Output every record below exactly as it appears.
MATERIAL TO PROCESS Block Start
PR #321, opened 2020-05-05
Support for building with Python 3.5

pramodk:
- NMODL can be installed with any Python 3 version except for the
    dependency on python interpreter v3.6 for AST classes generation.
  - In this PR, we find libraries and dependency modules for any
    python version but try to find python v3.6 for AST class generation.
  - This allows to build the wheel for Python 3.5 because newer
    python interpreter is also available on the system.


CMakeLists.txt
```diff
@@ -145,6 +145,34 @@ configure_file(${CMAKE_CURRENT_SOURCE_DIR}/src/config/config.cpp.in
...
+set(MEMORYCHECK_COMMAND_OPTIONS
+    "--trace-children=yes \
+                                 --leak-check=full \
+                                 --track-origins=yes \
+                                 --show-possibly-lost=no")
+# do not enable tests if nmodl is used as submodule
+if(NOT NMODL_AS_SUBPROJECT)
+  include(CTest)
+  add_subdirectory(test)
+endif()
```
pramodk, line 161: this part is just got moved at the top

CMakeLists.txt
MATERIAL TO PROCESS Block End
**ANSWER SECTION:**
PR #321, opened 2020-05-05
Support for building with Python 3.5

pramodk:
- NMODL can be installed with any Python 3 version except for the
    dependency on python interpreter v3.6 for AST classes generation.
  - In this PR, we find libraries and dependency modules for any
    python version but try to find python v3.6 for AST class generation.
  - This allows to build the wheel for Python 3.5 because newer
    python interpreter is also available on the system.


CMakeLists.txt
```diff
@@ -145,6 +145,34 @@ configure_file(${CMAKE_CURRENT_SOURCE_DIR}/src/config/config.cpp.in
...
+set(MEMORYCHECK_COMMAND_OPTIONS
+    "--trace-children=yes \
+                                 --leak-check=full \
+                                 --track-origins=yes \
+                                 --show-possibly-lost=no")
+# do not enable tests if nmodl is used as submodule
+if(NOT NMODL_AS_SUBPROJECT)
+  include(CTest)
+  add_subdirectory(test)
+endif()
```
pramodk, line 161: this part is just got moved at the top

CMakeLists.txt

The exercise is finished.